= Quilombo Frechal Extractive Reserve =

The Quilombo do Frechal Extractive Reserve is a federal conservation unit on the Western Coast of Maranhão, Brazil, categorized as an extractive reserve and created by Presidential Decree on May 20, 1992, covering an area of 9,542 hectares in the state of Maranhão.

It is located in the municipality of Mirinzal, in the western coastal region of Maranhão, 450 km from São Luís.

The creation of the reserve is linked to the struggle of the remaining quilombo communities for recognition of their right to the lands they have traditionally occupied in the region since the 18th century.

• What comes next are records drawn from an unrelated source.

PR #12, opened 2024-05-26
Remove Link Parsing

Sjmarf:
I've re-implemented this logic in LemmyMarkdownUI (Explanation [here](https://github.com/mlemgroup/mlem/issues/1072)). I don't think we should cache the links in the content models - it should be pretty easy to cache them in `@State` properties view-side instead.


EricBAndrews (approved):
👍

PR #14, opened 2024-05-30
Instance improvements

Sjmarf:
- Fleshed out instance properties (this is the majority of the line count)
- Added instance upgrade methods to `InstanceStub`.
- Added a `moderates` method to `Person3Providing` as requested [here](https://github.com/mlemgroup/mlem/pull/1071#discussion_r1617993798)
- Added `isText`, `isImage` and `isLink` to `PostType`, so we don't have to deal with `if case` in Mlem
- Renamed the `postType` property to just `type` (this is breaking and will require changes in Mlem)


EricBAndrews (approved):
LGTM 🚀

Its predominant forest cover is secondary broadleaf forest, where deforested areas favor an increase in the number of babassu palm trees, in addition to riparian forest along watercourses. The reserve belongs to the Uru River hydrographic basin, where floodplain areas, typical of the Western Lowlands of Maranhão, are found.

Three small communities (Frechal, Rumo and Deserto) live in the RESEX, practicing subsistence agriculture, livestock farming and fishing (species such as traíra, pacu, aracu, piranha, piau, piaba, etc.); in addition to the extraction of babaçu coconut by babaçu coconut breakers, used for the production of oil and milk, its leaves for making baskets and building houses and its husk for the production of charcoal. Other plants are also of great importance to the community: the buriti, the juçara (or açaí), the tucum, the bacaba.